Preferred Networks Announces Equity Funding

    ATLANTA, April 15 /PRNewswire/ -- Preferred Networks, Inc. (Nasdaq: PFNT)
(PNI), an outsourcing services provider to the wireless industry, today
announced that it has entered into an agreement to obtain $15 million through
the sale of redeemable preferred stock and warrants in a private placement
with five institutional investors that are currently shareholders of PNI.  The
amount may increase to $20 million at the option of the investors.  The
proceeds of the transaction should enable the company to fund the completion
of its build-out of wireless messaging networks in the 50 largest U.S.
metropolitan markets and adjacent areas.  The sale of the preferred stock and
warrants is subject to shareholder approval and the execution of definitive
documents and is expected to close in June 1997.
    PNI's Chairman and CEO Mark Dunaway said, "We are pleased with the strong
support we are receiving from our original institutional investors and their
endorsement of our outsourcing services platform.  Companies operating in the
wireless sector, and paging in particular, are today finding it very difficult
to raise necessary capital in the public market.  This funding is particularly
meaningful to PNI because it should provide sufficient capital to complete our
build-out and fund our operations during this period."
    Since its IPO in March 1996, PNI has expanded its networks from the Mid-
Atlantic and Southeast to include the Northeast, Midwest, North Central and
Northwest regions.  PNI has also increased its customer base and has expanded
its services through two strategic acquisitions, allowing it to offer
engineering/technical services for wireless carriers and manufacturers, and
sales, repair and fulfillment of pager and cellular equipment for wireless
carriers, manufacturers and resellers.
    Mr. Dunaway said, "0ur expanded services platform positions us to provide
multiple outsourcing solutions to larger companies.  As capital has become
increasingly difficult for many wireless companies to obtain, we believe many
of these companies will seek to shed expenses through outsourcing and focus
their internal resources on increasing subscriber cash flow.  Because we do
not compete with our customers for subscribers, we believe PNI will be an
attractive partner for a number of these companies."  PNI currently provides
outsourcing services to more than 1,400 companies, including nine of the top
ten paging companies, the two largest manufacturers of wireless network
infrastructure, the second largest cellular product manufacturer and two
regional Bell operating companies.
    In connection with this funding, PNI is implementing certain initiatives
aimed at serving larger customers, reducing operating expenses and conserving
capital resources:

    Focus on "Co-location/Interconnection" Network Customers:  PNI intends to
    direct its primary network services focus toward "co-location/
    interconnection" customers, who own paging terminals that they co-locate
    in a PNI facility or, alternatively, interconnect to PNI via telephone
    circuits.  These companies are primarily larger, with a greater number of
    units in service per customer on PNI's networks, than traditional
    resellers.  Although PNI will continue to serve its reseller customers, it
    will encourage them, where feasible, to move to co-location/
    interconnection services.  Generally, co-location/interconnection accounts
    produce lower revenues per unit in service, but the capital investment and
    operating expenses associated with them are also lower.

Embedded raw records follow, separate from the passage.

PR #2228, opened 2022-07-28
feat(scan): Reconnect to Plustek after accept

jonahkagan:
## Overview
The goal is to avoid crashes from long-running plustekctl processes.

## Demo Video or Screenshot
N/A

## Testing Plan 
Manual test


jonahkagan:
Not pursuing this route, it doesn't seem to help with crashes we've seen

    Complete Nationwide Build-out of Networks with less Capital Investment:
    The company has reduced the amount of planned capital investment required
    for completion of its nationwide build-out of networks by further
    utilizing its existing centralized switching centers (Technical Control
    Centers or TCCs) to provide network services to additional markets.  PNI
    currently operates six TCCs.  While the company had originally planned for
    an additional four TCCs, PNI now plans to construct only one additional
    TCC and several additional Remote Points of Presence (R-POPs), which
    require less capital investment than TCCs, while still providing high
    quality network services.  The company currently operates networks in
    21 markets and has 28 additional markets under construction.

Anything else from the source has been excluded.